Data records:
___
PR #173, opened 2024-05-06
Remove leftover arithmetic overflow checks

Nadrieril:
In https://github.com/AeneasVerif/charon/pull/129 we changed how we removed overflow checks and friends, but there remained some checks in constants that we decided to ignore. This reuses the old code before https://github.com/AeneasVerif/charon/pull/129 to handle these checks too.


Nadrieril:
This unbreaks kyber

PR #192, opened 2024-05-22
Don't run charon on build scripts

### LINKED ISSUE #190: Handle build.rs
Charon can't handle crates with a `build.rs` right now. It generates a `build_script_build.llbc` instead and then fails with

```
error: failed to run custom build command for `charon-build-rs v0.1.0`

Caused by:
  could not execute process `target/debug/build/charon-build-rs-28ab3466db3344d5/build-script-build` (never executed)

Caused by:
  No such file or directory (os error 2)
```

To reproduce create a new crate and give it a `build.rs` file. It only needs an empty `main` function.

Nadrieril:
By default, cargo calls our driver on build scripts. This obviously fails to compile since we don't generate a binary. To avoid that, I copied [what Miri does](https://github.com/rust-lang/miri/blob/53481c468db62d3c305499dcab213eacef6979eb/cargo-miri/src/phases.rs#L245-L257), which involves careful use of the `--target` flag. This allows us to detect when we're called on a build script and run rustc normally instead of the charon driver.

Fixes #190


sonmarcho (approved):
This looks good to me, and I think doing the same as MIRI is safe.
Is there any subtle point I should be aware of and that I may have overlooked?

Nadrieril:
I don't think so, let's merge it

PR #197, opened 2024-05-24
Use printf instead of echo -n in Makefile to avoid portability issues

R1kM:
As described in the title.
I've recently been having issues when regenerating CharonVersion.ml through `echo -n` on MacOS, where the echo version used does not seem to recognize the `-n` option, leading to printing it in the file and hence to syntax errors.

Following this [StackOverflow post](https://stackoverflow.com/questions/11193466/echo-n-prints-n), this PR replaces the `echo -n` call by `printf`, which apparently has more consistent behavior across platforms.


sonmarcho:
@Nadrieril the CI failure is dubious. It seems to be failing because of the PR which adds the `Unsolved` trait instance.

R1kM:
I reran the CI, I think this hit just between the merge of the PRs related to `Unsolved` on the Charon and Aeneas sides.

Nadrieril (approved):

PR #201, opened 2024-05-27
Add support for `Charon.toml`

Nadrieril:
With this PR, users can set some charon options in `crate/Charon.toml`.


sonmarcho (approved):
This is a very good idea!

sonmarcho:
This got me thinking: maybe we also want an `Aeneas.toml` file? (I can open an issue)

Issue #112, opened 2024-04-10
Add `StatementKind::Error`


Nadrieril:
For cases like in https://github.com/AeneasVerif/charon/pull/107 where a pass fails.

PR #208, opened 2024-05-29
Added Error to RawStatement

EschericHya:
Fixes https://github.com/AeneasVerif/charon/issues/112


charon/src/pretty/fmt_with_ctx.rs
```diff
@@ -1014,6 +1014,7 @@ impl llbc::Statement {
                     tab
                 )
             }
+            RawStatement::Error => format!("{tab}panic"),
```
Nadrieril, line 1017: `Error` isn't a runtime panic in the emitted code, it's a compile-time error in Charon. I think we can indicate that like:
```suggestion
            RawStatement::Error => format!("{tab}/* charon error */"),
```

Nadrieril:
Looks good, we just need a test now. @sonmarcho what kind of error should we use this for?

sonmarcho:
> Looks good, we just need a test now. @sonmarcho what kind of error should we use this for?

If you look carefully we do not actually introduce the `Error` kind anywhere at this point, so we can't test it: we need to update the translation from Hax to ULLBC first. However, it might break some micro-passes (not sure, though) so I suggest doing that in a subsequent PR where we will add tests. For the missing features, anything will do and if you need inspiration just look at the `translate_statement` function (we can use intrinsics, some unsafe features, async/await, yield, etc. - I leave it to you guys :) ).

sonmarcho:
On a different topic: the CI failure is bizarre, right?

charon/src/ast/llbc_ast.rs
```diff
@@ -59,6 +59,7 @@ pub enum RawStatement {
     Sequence(Box<Statement>, Box<Statement>),
     Switch(Switch),
     Loop(Box<Statement>),
+    Error,
```
sonmarcho, line 62: I suggest adding a string with the unsupported statement: it can be useful for debugging (Lucas does this a lot in hax for instance).

sonmarcho (changes requested):

Nadrieril:
> On a different topic: the CI failure is bizarre, right?

It happens because we changed the `Cargo.toml`, which updates `Cargo.lock` on the next run of `cargo`, but the `Cargo.lock` was not commited.

EschericHya:
I will commit it with the change suggested by @sonmarcho

EschericHya:
Raw_statement_to_json and charon-ml related changes still need to be propagated

charon-ml/src/LlbcAstUtils.ml
```diff
@@ -37,7 +37,7 @@ let rec chain_statements (st1 : statement) (st2 : statement) : statement =
       (* Simply create a sequence *)
       mk_sequence st1 st2
   | Nop -> (* Ignore the nop *) st2
-  | Break _ | Continue _ | Panic | Return ->
+  | Break _ | Continue _ | Panic | Return | Error _ ->
```
sonmarcho, line 40: Move the `Error` case with `SetDiscriminant`, `Assert`, etc.

charon-ml/src/PrintLlbcAst.ml
```diff
@@ -107,6 +107,7 @@ module Ast = struct
         indent ^ "loop {\n"
         ^ statement_to_string env (indent ^ indent_incr) indent_incr loop_st
         ^ "\n" ^ indent ^ "}"
+    | Error s -> indent ^ "error " ^ s
```
sonmarcho, line 110:
```suggestion
    | Error s -> indent ^ "ERROR(' " ^ s ^"')"
```

charon/src/pretty/fmt_with_ctx.rs
```diff
@@ -873,6 +873,9 @@ impl ullbc::Statement {
             RawStatement::Deinit(place) => {
                 format!("@deinit({})", place.fmt_with_ctx(ctx))
             }
+            RawStatement::Error(s) => {
+                format!("@Error{}", s)
```
sonmarcho, line 877:
```suggestion
                format!("@ERROR({})", s)
```

charon/src/pretty/fmt_with_ctx.rs
```diff
@@ -1014,6 +1017,7 @@ impl llbc::Statement {
                     tab
                 )
             }
+            RawStatement::Error(s) => format!("{tab}{}", s),
```
sonmarcho, line 1020:
```suggestion
            RawStatement::Error(s) => format!("{tab}@ERROR({})", s),
```

sonmarcho (changes requested):

sonmarcho (approved):
Looks good, thanks!

Nadrieril:
@msprotz this adds a new variant, eurydice will need to be updated

Nadrieril:
once again foiled by the lazy CI, I forgot to ping you beforehand sorry

PR #209, opened 2024-05-29
Allow slice patterns for destructuring arrays & slices

### LINKED ISSUE #203: Failure when destructuring arrays
Charon fails with the error `Unexpected ProjectionElem::Subslice` on each function of the following code snippet:

```rust
fn f(x: [(); 1]) {
    let [_named] = x;
}

fn g(x: &[(); 1]) {
    let [_named] = x;
}

fn h(x: [(); 1]) {
    match x {
        [_named] => (),
    }
}

fn i(x: &[()]) {
    match x {
        [_named] => (),
        _ => (),
    }
}
```

Note that the failure is present only when a binding is introduced, e.g. the following doesn't fail:
```rust
fn f(x: [(); 1]) {
    let [_] = x;
}
```

W95Psp:
This PR changes the `ProjectionElem::Index` variant so that it takes an `Operand` instead of a `VarId`. It then changes the `index_to_function_calls` pass to create a local when needed.

I'm using `Operand` as a way of encoding a `Either<VarId, ConstantExpr>`, I'm not sure that's entirely satisfactory. The hax -> ULLBC pass will never produce the variant `Operand::Move`, whence the `panic!` I introduced in `index_to_function_calls`.

Fixes #203


charon/src/transform/index_to_function_calls.rs
```diff
@@ -36,9 +36,26 @@ impl<'a> Transform<'a> {
...
+                        };
+                        let content = RawStatement::Assign(place, Rvalue::Use(operand));
+                        let span = self.span.unwrap();
+                        self.statements.push(Statement { span, content });
+                        var_id
+                    }
+                    Operand::Move(_) => {
+                        panic!("Unexpected `Oparand::Move` on a `ProjectionElem::Index`")
+                    }
+                };
```
Nadrieril, line 58: `index_var_id` is only used below as `let arg_index = Operand::Copy(Place::new(index_var_id))`. You don't need to add an `Assign` at all, you can simply do `let arg_index = operand;`.

charon/src/translate/translate_functions_to_ullbc.rs
```diff
@@ -439,16 +439,33 @@ impl<'tcx, 'ctx, 'ctx1> BodyTransCtx<'tcx, 'ctx, 'ctx1> {
...
+                        from_end: false,
+                    } => {
+                        let ty = Ty::Literal(LiteralTy::Integer(IntegerTy::Usize));
+                        let value =
+                            RawConstantExpr::Literal(Literal::Scalar(ScalarValue::Usize(*offset)));
+                        let offset = Operand::Const(ConstantExpr { value, ty });
+                        projection.push(ProjectionElem::Index(offset, current_ty));
+                    }
+                    hax::ProjectionElem::ConstantIndex { .. } => {
+                        // Those don't seem to occur in MIR built
```
Nadrieril, line 465: I doubt this comment is true. Could you add some tests with some variable-length slice patterns to test that?

Nadrieril:
Since you changed the charon AST, you'll have to update the corresponding types on the `charon-ml` side. In this case it's `projection_elem` in `charon-ml/src/Expressions.ml`. Please also increment the version in `Cargo.toml` to indicate an ast change, and run `make test` in the crate root to ensure everything works.

charon/src/transform/index_to_function_calls.rs
W95Psp: Oh, right, fantastic! Thanks!

W95Psp:
Thanks for the review! :)

Yeah, I saw the CI was not happy, but I don't understand why the ML parsers are failing.
The only thing that changed in the AST is `ProjectionElem::Index`. This seems not handled at all currently in the parser `projection_elem_of_json`.
Also, those should be gone at LLBC, if I understand correctly?

charon/tests/ui/arrays.out
```diff
@@ -1747,19 +1737,17 @@ fn test_crate::slice_pattern_4<'_0>(@1: &'_0 (Slice<()>))
...
     @3 := const (1 : usize)
     @4 := move (@2) == move (@3)
     if move (@4) {
-        @6 := const (0 : usize)
-        @7 := &*(x@1)
-        @8 := @SliceIndexShared<'_, ()>(move (@7), copy (@6))
-        _named@5 := &*(@8)
+        @6 := &*(x@1)
+        @7 := @SliceIndexShared<'_, ()>(move (@6), const (0 : usize))
+        _named@5 := &*(@7)
```
Nadrieril: Ah, we have a `simplify_constants` pass that moves constant operands into separate locals but unfortunately it runs before `index_to_function_calls`. That's why there's a change here; that's not great. Unfortunately `simplify_constants` operates on ullbc and `index_to_function_calls` operates on llbc so we can't easily reorder them... We might have to rewrite `simplify_constants` to operate on llbc, it's not the first time I've wanted that.

Nadrieril:
Ah, the CI failure is because of a `RValue::Len`. These should have all been removed by our micro-passes, I don't understand how this PR could have changed that. We should give a better error.

charon/tests/ui/arrays.out
Nadrieril: Oops I'm pointing at the wrong thing

charon/tests/ui/arrays.out
```diff
@@ -1655,6 +1655,109 @@ fn test_crate::sum_mut_slice<'_0>(@1: &'_0 mut (Slice<u32>)) -> u32
...
+    let @6: &'_ mut (Array<&'_ mut (T), 3 : usize>); // anonymous local
+    let @7: &'_ mut (&'_ mut (T)); // anonymous local
+    let @8: &'_ mut (Array<&'_ mut (T), 3 : usize>); // anonymous local
+    let @9: &'_ mut (&'_ mut (T)); // anonymous local
+    let @10: &'_ mut (Array<&'_ mut (T), 3 : usize>); // anonymous local
+    let @11: &'_ mut (&'_ mut (T)); // anonymous local
+
+    @fake_read(x@1)
+    @10 := &mut x@1
+    @11 := @ArrayIndexMut<'_, &'_ mut (T), 3 : usize>(move (@10), const (0 : usize))
```
Nadrieril, line 1695: We have a `simplify_constants` pass that moves constant operands into separate locals but unfortunately it runs before `index_to_function_calls`. I would want it to apply here, so we don't get a `const` as function argument. Unfortunately `simplify_constants` operates on ullbc and `index_to_function_calls` operates on llbc so we can't easily reorder them... We might have to rewrite `simplify_constants` to operate on llbc, it's not the first time I've wanted that.

charon/tests/ui/arrays.out
```diff
@@ -1655,6 +1655,109 @@ fn test_crate::sum_mut_slice<'_0>(@1: &'_0 mut (Slice<u32>)) -> u32
...
+    let x@1: &'_ (Slice<()>); // arg #1
+    let @2: usize; // anonymous local
+    let @3: usize; // anonymous local
+    let @4: bool; // anonymous local
+    let _named@5: &'_ (()); // local
+    let @6: &'_ (Slice<()>); // anonymous local
+    let @7: &'_ (()); // anonymous local
+
+    @fake_read(x@1)
+    @2 := len(*(x@1))
```
Nadrieril, line 1744: Here's the `RValue::Len` that caused the CI failure. I guess we just have to parse it correctly, because it's important t have it here.

charon/tests/ui/arrays.out
Nadrieril: We can do this later, I'll ask Son about it

Nadrieril: Son says it's fine

sonmarcho: Clarifying here: `simplify_constants` it transforms the AST to remove some cases of constants altogether (for instance: constant adts) so that they don't duplicate other operand cases, and it does so by moving some constants to auxiliary operands (among other things).

sonmarcho (approved):
Looks good, thanks! But we need to propagate the changes to Charon-ML *and* Aeneas before merging.

sonmarcho:
I'm merging because @protz really needs it. Something is broken on the side of Aeneas however.

PR #1278, opened 2023-10-25
Fix time in Loading deployments main net. 

AlaaElattar:
- https://github.com/threefoldtech/tfgrid-sdk-ts/issues/1213
- make listing vms && k8s faster (it takes max 10 seconds before timeout)
- show number, name and node id of failed deployments

image

- If failed

image
image

- In case the node is not reachable

image
image

- same for k8s 

image

image


zaelgohary:
I was able to show the error without throttling my network. 

image

The warning is misleading as we couldn't show the deployment because we sat a timeout before retrieving the response. Not sure if this is the best solution, but I don't think we should show an error to the user instead of waiting a bit more.

AlaaElattar:
- This issue fixed here https://github.com/threefoldtech/tfgrid-sdk-ts/issues/1291
- Now if we couldn't get the deployment data we will just display its name.

image

image

xmonader (approved):

xmonader (approved):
___
Activity:
Find the lines above with the word "couldn". Copy them out.

Output below:
The warning is misleading as we couldn't show the deployment because we sat a timeout before retrieving the response. Not sure if this is the best solution, but I don't think we should show an error to the user instead of waiting a bit more.
- Now if we couldn't get the deployment data we will just display its name.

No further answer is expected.